Single-cell Transcriptomics

Single-cell Transcriptomics
A Single Cell RNA pipeline, implemented in Nextflow and part of the Online Pipelines Platform (OP²).

Pipeline overview

Our OP² single-cell transcriptomics pipeline is a bioinformatics analysis workflow used for single-cell RNA sequencing data. It allows you to analyze your RNA sequencing data using this gold standard analysis pipeline. You get insights into the quality of your data, expression profiles of your cells, differential expression levels of multiple genes, cell annotations and identities, and gene enrichment analysis.

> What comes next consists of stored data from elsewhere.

PR #958, opened 2026-09-11
fix(config): make accountID a real fallback and fail fast without any account identifier

### LINKED ISSUE #957: accountID in clusterData.json is dead config: kubevuln uses credentials.Account instead and never validates it, so scans can silently report to the backend with an empty customerGUID
## Problem

`clusterData.json`'s `accountID` field (and its `ACCOUNTID` environment override) is documented as a **required** configuration value whose absence "will prevent the service from starting," but it is dead code: nothing in `cmd/http/main.go` ever reads `Config.AccountID`. The account identifier actually used for every backend report and CVE-exception lookup comes from an entirely different, undocumented-as-required source — `/etc/credentials/account` — and loading that source is fail-*open*: a missing or empty account file does not stop startup, it just silently sends every report to the backend with an empty `customerGUID`.

## Reproduction / Evidence

**`Config.AccountID` has zero consumers.** It's parsed and bound to the environment in `config/config.go`:

```go
// config/config.go
AccountID string `mapstructure:"accountID"`
...
for _, key := range []string{
    "accountID",
    ...
}{
    if err := v.BindEnv(key); err != nil { ... }
}
```

but a repo-wide search turns up no read of it anywhere:

```
$ grep -rn "\.AccountID\b" --include=*.go . | grep -v _test
adapters/v1/backend.go:110:  AccountID: accountID,          # parameter named accountID, not config.AccountID
adapters/v1/backend.go:276,362,371,539,624,702:  a.clusterConfig.AccountID   # BackendAdapter's own field
config/config.go:64:  AccountID string `mapstructure:"accountID"`
```

`config.Config` itself is only constructed/used in `config/config.go` and `cmd/http/main.go` (`cmd/sbom-scanner/main.go` doesn't use it at all), and `cmd/http/main.go` never references `c.AccountID`.

**The real source is `/etc/credentials/account`:**

```go
// cmd/http/main.go
if credentials, err = utils.LoadCredentialsFromFile("/etc/credentials"); err != nil {
    logger.L().Ctx(ctx).Error("failed to load credentials", helpers.Error(err))
    credentials = &utils.Credentials{}
} else {
    logger.L().Info("credentials loaded", helpers.Int("accountLength", len(credentials.Account)))
}
...
backendAdapter := v1.NewBackendAdapter(credentials.Account, backendServices.GetApiServerUrl(), ...)
```

`NewBackendAdapter`'s first parameter becomes `BackendAdapter.clusterConfig.AccountID`, which is what every backend call actually sends (`adapters/v1/backend.go:362` `"customerGUID": a.clusterConfig.AccountID`, and four more call sites).

**This is fail-open, not fail-closed, even for the source that matters.** `utils.LoadCredentialsFromFile` (`github.com/kubescape/backend/pkg/utils/credentials.go`) only returns an error when *both* the `accessKey` and `account` files are missing:

```go
if os.IsNotExist(errAccessKeyPath) && os.IsNotExist(errAccountPath) {
    return nil, fmt.Errorf("access key and account files are missing in path %s", secretPath)
}
...
if account, err := os.ReadFile(accountPath); err == nil {
    t.Account = strings.TrimSuffix(string(account), "\n")
}
return t, nil
```

So the common misconfiguration — `accessKey` secret mounted, `account` secret missing or empty — returns `(Credentials{Account: ""}, nil)`. `main.go`'s `else` branch runs, logging only `"credentials loaded" accountLength=0` at **Info** level, and kubevuln proceeds to serve scans and report every one of them to the backend with an empty `customerGUID`.

**This isn't a hypothetical migration gap.** `git log -S"credentials.Account, backendServices" -- cmd/http/main.go` finds the exact commit (`e2b2c6f`, PR #154 "Support backend access key") that switched the backend adapter's wiring from `c.AccountID` to `credentials.Account`. The `Config.AccountID` field, its `ACCOUNTID` env binding, its "required field" listing, and its `"required": ["accountID", "clusterName"]` JSON-schema entry in `docs/CONFIGURATION.md` were never updated or removed after that switch.

**It's also not a gap anyone has already closed.** #639 ("env-only STORAGE and five other fields are silently ignored") flagged that `ACCOUNTID` set purely via environment never reached the `Config` struct at all — a real bug, fixed by #640's `v.BindEnv("accountID")`. But that fix (and #639's own analysis) assumed `Config.AccountID` mattered once populated. It doesn't: nothing reads it, with or without #640. The env-binding gap got fixed; the fact that the field is dead either way did not.

## Root Cause

A historical refactor moved the real account-identifier source from `clusterData.json` to a mounted credentials file, but left the old config field, its environment binding, and its documentation behind as if it still worked — and no fail-fast validation was ever added at the *new* source, so the now-authoritative path degrades silently instead of failing the way the (stale) docs say the old one would.

## Impact

- **Silent no-op configuration.** An operator who sets `accountID` in `clusterData.json` or `ACCOUNTID` in the environment — doing exactly what `docs/CONFIGURATION.md` documents as required — gets no effect whatsoever. Nothing reads it.
- **Silent data-attribution loss.** If the credentials Secret is misconfigured (missing/empty `account` file — the more common failure than losing the whole `/etc/credentials` mount), kubevuln does not fail at startup as the docs claim. It starts normally, scans normally, and reports every single scan to the backend with an empty `customerGUID`, discoverable only by noticing an `accountLength=0` Info-level log line. This is a real state/data-consistency defect on the default (non-`keepLocal`) code path that every backend-reporting deployment runs.
- **Maintainability/trust cost.** The configuration reference documents a required field and a startup-validation guarantee that don't match the code, which will mislead the next person (mentee or otherwise) who touches this area, and already misled the JSON schema and README examples that repeat the same stale field.

## Affected Components

- `config/config.go` — dead `AccountID` field/env binding, no validation.
- `cmd/http/main.go` — fail-open credential loading; no cross-check that a usable account identifier exists before serving traffic when `!c.KeepLocal`.
- `docs/CONFIGURATION.md` — incorrect "required field" / "prevents the service from starting" claims, and the JSON schema's `"required": ["accountID", "clusterName"]`.
- `README.md` — stale example reinforcing the same field.

## Acceptance Criteria

- When `!c.KeepLocal`, kubevuln fails startup (`Fatal`, not just a log line) if no usable account identifier can be resolved from the source that actually matters, matching the behavior the docs already promise.
- The dead `accountID`/`ACCOUNTID` config path is resolved one way or the other, not left ambiguous: either (a) wired in as a genuine fallback (e.g. used when `/etc/credentials/account` is absent), or (b) removed/deprecated from `Config`, with `CONFIGURATION.md`'s required-fields list and JSON schema corrected to describe the real requirement (`/etc/credentials/account`) instead.
- A regression test demonstrates that a missing/empty account identifier with `keepLocal: false` prevents startup (or, if (a) is chosen, that the config-file fallback is actually used).
- `docs/CONFIGURATION.md` (and ideally `README.md`) accurately describes which mechanism supplies the backend account identifier and what happens when it's absent.

The lowest-risk fix is at the credentials-loading site in `cmd/http/main.go`: when `!c.KeepLocal` and the resolved `credentials.Account` is empty, call `logger.L().Ctx(ctx).Fatal(...)` instead of logging and continuing with an empty `Credentials{}`. Separately, decide the fate of `Config.AccountID`: given the field, its env binding, and its docs entry all still read as intentional, the safer direction is probably to wire it in as an explicit fallback (`if credentials.Account == "" { credentials.Account = c.AccountID }`) so the documented `clusterData.json` mechanism actually does something, rather than deleting it — but removing it and fixing the docs instead is an equally valid resolution. Either way, `docs/CONFIGURATION.md`'s required-fields section and JSON schema need to end up matching whichever behavior is implemented.

bhuvan-somisetty:
## Overview

`clusterData.json`'s `accountID` field (and its `ACCOUNTID` env override) is documented in `docs/CONFIGURATION.md` as a required field whose absence "will prevent the service from starting" — but nothing in `cmd/http/main.go` ever reads `Config.AccountID`. The account identifier actually used for every backend report and CVE-exception lookup comes from a completely separate source, `/etc/credentials/account`, and loading *that* is fail-open: `utils.LoadCredentialsFromFile` only errors when both the `accessKey` and `account` files are missing, so a missing/empty `account` file alone returns success with an empty account. kubevuln then starts normally and reports every scan to the backend with an empty `customerGUID`, discoverable only via an Info-level `accountLength=0` log line.

## Root Cause

A historical refactor (`e2b2c6f`, PR #154) moved the real account-identifier source from `clusterData.json` to the mounted credentials file, but left the old config field, its env binding, and its documentation behind as if it still worked. No fail-fast validation was ever added at the credentials-file path that actually matters, so the now-authoritative source degrades silently instead of failing the way the (stale) docs describe.

Notably, #639/#640 previously fixed the *environment-variable binding* for this same `accountID` field (`ACCOUNTID` wasn't reaching the `Config` struct at all), without anyone noticing the struct field is never consumed either way. This PR closes the deeper gap that fix didn't touch.

## Solution

`cmd/http/main.go` now resolves the account identifier through a small, testable function:

```go
func resolveAccountID(credentialsAccount, configAccountID string, keepLocal bool) (string, error)
```

- Prefers `credentialsAccount` (`/etc/credentials/account`).
- Falls back to `configAccountID` (`clusterData.json`'s `accountID` / `ACCOUNTID`) when that's empty — this is what makes the documented config field do something at all.
- Returns an error when `keepLocal` is `false` and neither source produced a value; `main.go` turns that into `logger.L().Ctx(ctx).Fatal(...)` instead of continuing with an empty account, matching the behavior the docs already promise.

`docs/CONFIGURATION.md` is updated to describe this precedence accurately: the required-fields list, the JSON schema (`accountID` is no longer marked `required`, with a description explaining it's a fallback), and the Credentials Configuration section. `README.md` gets a one-line pointer to the current reference doc next to its outdated example, without rewriting that already-stale, out-of-scope section (it predates `CONFIG_DIR` and other current field names).

## Testing

- `TestResolveAccountID` (new, in `cmd/http/main_test.go`, following the existing `TestIsRiskAcceptanceActive` pattern of extracting a small decision function out of `main()` for testability): covers the credentials-file taking precedence, the config-file fallback actually being used, `keepLocal` tolerating no account identifier, and the fail-fast error when neither source has one and `keepLocal` is false.
- `go build ./...` — passes.
- `go vet ./cmd/http/...` — passes.
- `gofmt` — clean.
- `go test -tags dockerfixture ./cmd/...` — passes (`cmd/http`, `cmd/sbom-scanner`), including all new and pre-existing tests.

## Impact

- An operator who sets `accountID`/`ACCOUNTID` (per the previously-inaccurate docs) now gets the behavior they expected: it's used whenever the credentials file doesn't supply one.
- A misconfigured or missing `/etc/credentials/account` on a non-`keepLocal` deployment now fails startup loudly instead of silently sending every backend report with an empty `customerGUID` for the life of the process.

Fixes #957

## Summary by CodeRabbit

- **Bug Fixes**
  - Account identification now prioritizes the account value from backend credentials and uses the configured account ID as a fallback.
  - Startup reports an error when no account identifier is available, unless local-only mode is enabled.

- **Documentation**
  - Updated configuration guidance and validation details to reflect the account ID fallback behavior and current required fields.
  - Clarified credential sources, startup validation, and common configuration errors.

### DIFF
--- a/README.md
+++ b/README.md
@@ -9,6 +9,9 @@ It [scans container images for vulnerabilities](https://www.armosec.io/blog/code
 To build kubevuln with its dependencies run: `make`
 
 ## Configuration
+
+See [docs/CONFIGURATION.md](docs/CONFIGURATION.md) for the current, complete configuration reference (environment variables, `clusterData.json` schema, and validation). The example below predates it and doesn't reflect current field names.
+
 1. Load config file using the `CONFIG` environment variable
 
    `export CONFIG=path/to/clusterData.json`
--- a/cmd/http/main.go
+++ b/cmd/http/main.go
@@ -2,6 +2,7 @@ package main
 
 import (
 	"context"
+	"fmt"
 	"net/http"
 	"net/url"
 	"os"
@@ -55,6 +56,9 @@ func main() {
 		logger.L().Info("credentials loaded",
 			helpers.Int("accessKeyLength", len(credentials.AccessKey)),
 			helpers.Int("accountLength", len(credentials.Account)))
+	}
+	if credentials.Account, err = resolveAccountID(credentials.Account, c.AccountID, c.KeepLocal); err != nil {
+		logger.L().Ctx(ctx).Fatal("account identifier error", helpers.Error(err))
 	}
 
 	// to enable otel, set OTEL_COLLECTOR_SVC=otel-collector:4317
@@ -279,4 +283,27 @@ func main() {
 // it seRepo falls back to NoOpSecurityExceptionRepository regardless of the flag.
 func isRiskAcceptanceActive(storage *repositories.APIServerStore, riskAcceptance bool) bool {
 	return storage != nil && riskAcceptance
+}
+
+// resolveAccountID picks the account identifier every backend report and CVE-exception
+// lookup is sent with, preferring credentialsAccount (from /etc/credentials/account,
+// normally a mounted Secret) and falling back to configAccountID (clusterData.json's
+// accountID field / ACCOUNTID env var) when that's empty. The fallback is what makes
+// that documented config field do anything at all: nothing else in this binary reads it
+// (see #957).
+//
+// It returns an error when keepLocal is false and neither source produced a value.
+// Without a real account identifier, every backend report would silently carry an
+// empty customerGUID instead of kubevuln failing to start the way
+// docs/CONFIGURATION.md's "required field" already promises. keepLocal mode never
+// talks to the backend, so it's the only case that doesn't need one.
+func resolveAccountID(credentialsAccount, configAccountID string, keepLocal bool) (string, error) {
+	accountID := credentialsAccount
+	if accountID == "" {
+		accountID = configAccountID
+	}
+	if accountID == "" && !keepLocal {
+		return "", fmt.Errorf("no account identifier configured: set /etc/credentials/account (normally mounted from a Secret), accountID in clusterData.json, or the ACCOUNTID environment variable -- or set keepLocal to run without reporting to the backend")
+	}
+	return accountID, nil
 }
--- a/cmd/http/main_test.go
+++ b/cmd/http/main_test.go
@@ -93,6 +93,53 @@ func TestIsRiskAcceptanceActive(t *testing.T) {
 	}
 }
 
+// TestResolveAccountID is the regression test for #957: clusterData.json's accountID
+// field used to be dead code (nothing read Config.AccountID), so setting it had no
+// effect, and a missing real account identifier (/etc/credentials/account) never
+// stopped startup despite docs/CONFIGURATION.md documenting both as required.
+func TestResolveAccountID(t *testing.T) {
+	tests := []struct {
+		name               string
+		credentialsAccount string
+		configAccountID    string
+		keepLocal          bool
+		want               string
+		wantErr            bool
+	}{
+		{
+			name:               "credentials file wins over the config fallback",
+			credentialsAccount: "from-credentials-file",
+			configAccountID:    "from-cluster-data",
+			want:               "from-credentials-file",
+		},
+		{
+			name:            "config fallback is used when the credentials file has none",
+			configAccountID: "from-cluster-data",
+			want:            "from-cluster-data",
+		},
+		{
+			name:      "keepLocal tolerates no account identifier at all",
+			keepLocal: true,
+			want:      "",
+		},
+		{
+			name:    "no account identifier and not keepLocal fails",
+			wantErr: true,
+		},
+	}
+	for _, tt := range tests {
+		t.Run(tt.name, func(t *testing.T) {
+			got, err := resolveAccountID(tt.credentialsAccount, tt.configAccountID, tt.keepLocal)
+			if tt.wantErr {
+				assert.Error(t, err)
+				return
+			}
+			require.NoError(t, err)
+			assert.Equal(t, tt.want, got)
+		})
+	}
+}
+
 func TestScan(t *testing.T) {
 	tests := []struct {
 		name         string
--- a/docs/CONFIGURATION.md
+++ b/docs/CONFIGURATION.md
@@ -677,7 +677,8 @@ Some configuration is validated at runtime:
 | Error | Cause | Solution |
 |-------|-------|----------|
 | `load config error` | Missing or invalid `clusterData.json` | Check file exists and is valid JSON |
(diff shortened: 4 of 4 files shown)


matthyx (approved):
Reviewed the account identifier resolution, fallback precedence, fail-fast behavior, keepLocal exemption, regression tests, and documentation. No blocking issues found. Local cmd tests, vet, build, and diff checks pass; GitHub checks are green.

The workflow processes raw data from FastQ inputs, aligns the reads, generates counts relative to genes and performs extensive quality-control on the results. These results are made available to you via two interactive reports, and a data package with all essential intermediate files to perform more in-depth data analysis. The pre-processing workflow processes your raw sequence data until QC approved aligned data. Next, the post-processing workflow enables you to review the biological meaning of your data via a statistical analysis approach.

See the pipeline page for a more detailed overview.

Do you have any question about these results? Just email us at helpdesk@excelra.com

Report info

Generated on
2025-04-16 08:46
Experiment
testscRNA_Mouse_brain_GDM_Ctrl
Pipeline
Single-cell Transcriptomics
Report
Post-processing Report
Species
mus_musculus
Species Build
mm10

Metadata

Below is an overview of the metadata of the count tables and samples. The high quality count tables are produced and filtered by STARsolo. Filename column corresponds to the prefix of uploaded samples. This is added to the table as this may differ from samplename.

Sample Group ID Filename
SRR32158738 GDM SRR32158738
SRR32158739 GDM SRR32158739
SRR32158740 GDM SRR32158740
SRR32158741 GDM SRR32158741
SRR32158742 Control SRR32158742
SRR32158743 Control SRR32158743
SRR32158744 Control SRR32158744
SRR32158745 Control SRR32158745

Quality Control

Low quality libraries from different cells can cluster together due to similarities in damage-induced expression profiles. These low quality libraries are not removed from the filtered dataset from STARsolo, therefore a quality control has mainly three metrics to check the quality of the data:
- Number of UMI: check for cells with low total counts
- Genes: check for low expressed genes
- Percentage of mitochondrial: High percentage can cause their own distinct clusters.
QC plots with cell density are created, instead of the normal violin plots from Seurat package, as these are more intuitive to understand. To identify cells that are outliers for the various QC metrics, it uses the median absolute deviation (MAD) from the median value of each metric across all cells. Specifically, a value is considered an outlier if it is more than 3 MADs from the median in the “problematic” direction. This is loosely motivated by the fact that such a filter will retain 99% of non-outlier values that follow a normal distribution.

The count tables of each sample are converted to a Seurat object [1]. Filtering is based on MAD (median absolute deviation) with default value MAD = 3.

QC metrics (log10nUMI, log10nGene, percentage mito) have been calculated, added to metadata and up to 5 samples are plotted here. The remaining plots can be found under QC folder in the results folder.

The UMI counts per cell should generally be above 500, that is the low end of what we expect. If UMI counts are between 500-1000 counts, it is usable but the cells probably should have been sequenced more deeply.

Note: Assumption is that batches have high quality to apply MAD. Samples from multiple batches can influence MAD. If sequence coverage is lower in one batch, it will drag down the median and MAD. This will reduce the suitability of adaptive threshold for other batches.